Anxiety and Depression in Adolescents
Adolescence is a period characterized by changes in nearly every aspect of life. Puberty, hormonal changes, ongoing brain development, transitioning to a different and more challenging school environment, and social changes can all make adolescence a period of growth that is simultaneously thrilling and terrifying. Many of us remember what it was like to be an adolescent: heady emotions mixed with a desire to test boundaries and forge an independent identity. However, the same things that make adolescence exciting for some make it a serious mental health challenge for others. Adolescence is a time when mood and anxiety symptoms often begin to develop. Recognizing signs of anxiety and depression during adolescence can help to ensure that children get the help they need during this vulnerable period.
The Signs and Symptoms of Mood and Anxiety Disorders in Adolescents
Although depression and anxiety are distinct conditions, many of their symptoms overlap. Parents and children alike should be aware of the signs and symptoms of depression and anxiety in order to know when to seek help.

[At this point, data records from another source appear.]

PR #188, opened 2016-09-12
Migrate more data for deployment

joshsmith:
This changes `preview` to `previews` (an old migration).

Removes unnecessary icon URL fields.

### DIFF
--- a/priv/repo/migrations/20160815125009_create_preview.exs
+++ b/priv/repo/migrations/20160815125009_create_preview.exs
@@ -2,7 +2,7 @@ defmodule CodeCorps.Repo.Migrations.CreatePreview do
   use Ecto.Migration
 
   def change do
-    create table(:preview) do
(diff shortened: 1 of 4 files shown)


npendery:
I dont think `text` is a valid type in Ecto which is why the build fails. Here are the [valid types](https://hexdocs.pm/ecto/Ecto.Schema.html#module-types-and-casting)

joshsmith:
@npendery great minds...

priv/repo/migrations/20160911232200_add_cat_to_role_skills.exs
```diff
@@ -0,0 +1,9 @@
+defmodule CodeCorps.Repo.Migrations.AddCatToRoleSkills do
```
npendery: This was added in #189, should remove in this PR.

Depression is best characterized by feelings of severe despondency and dejection. Signs and symptoms of depression include:
- Feeling empty inside
- Getting cranky or frustrated, even at minor problems
- Weight loss or weight gain
- Difficulty falling asleep or staying asleep
- Persistent tiredness
- Losing interest in things you used to enjoy
- Difficulty concentrating
- Feelings of worthlessness or excessive guilt
- Loss of energy
- Thoughts of suicide or thoughts about dying
Depression and anxiety are different, but people with depression often experience symptoms similar to those of an anxiety disorder. Anxiety symptoms include:
- Feeling restless or wound up
- Becoming easily fatigued
- Difficulty concentrating
- Inability to control your worry
- Muscle tension
- Sleep problems
- Heart palpitations, sweating, or dizziness in certain situations
Depression and anxiety sometimes manifest differently in adolescents than in adults. Because of adolescents’ brain development and hormonal changes, they are particularly vulnerable to mood and anxiety disorders. Difficulties in school, changing groups of friends, engaging in rebellious behaviors, constant anger, and trouble getting along with family members can be signs of depression. However, mood swings and altercations with family members can also be normal parts of adolescent development and burgeoning independence. The importance is to recognize major changes in behavior that are uncharacteristic for your child, which may be a sign of mental health struggles.

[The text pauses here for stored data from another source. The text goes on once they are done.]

PR #190, opened 2016-09-12
Prep for Heroku and Circle

joshsmith:
Adds some config information for both Heroku and Circle.

### DIFF
--- a/circle.yml
+++ b/circle.yml
@@ -1,0 +1,25 @@
+machine:
+  environment:
+    PATH: "$HOME/.asdf/bin:$HOME/.asdf/shims:$PATH"
+
+dependencies:
+  cache_directories:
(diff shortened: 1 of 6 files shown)


circle.yml
```diff
@@ -0,0 +1,25 @@
...
+test:
+  override:
+    - mix test
+
+deployment:
+  staging:
+    branch: develop
+    commands:
+      - git push git@heroku.com:code-corps-phoenix-staging.git $CIRCLE_SHA1:master
+      - heroku run rake db:migrate --app code-corps-phoenix-staging
```
schneidmaster: you probably want `mix ecto.migrate`

joshsmith: Nah I want Rails.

Why Adolescents Are Vulnerable to Mood and Anxiety Disorders
People of any age can develop depression or anxiety problems, but adolescents are uniquely vulnerable to these mental health conditions. Part of the answer lies within the hormonal changes that occur during puberty. Pubertal hormones, including estrogen and testosterone, have been directly linked to the severity of depressive symptoms, particularly in girls.
While focus is often placed on the body-related changes that come with puberty, the brain is also affected. During adolescence, white matter tracts connecting different brain areas are developing. The prefrontal cortex, which is responsible for regulating thoughts and behavior, is the last region of the brain to mature. Underdeveloped connections between the prefrontal cortex and the limbic system—the area of the brain responsible for emotional processing— have been linked to depression and anxiety. This suggests that during the course of normal brain development, the adolescent brain may be particularly vulnerable to depression and anxiety.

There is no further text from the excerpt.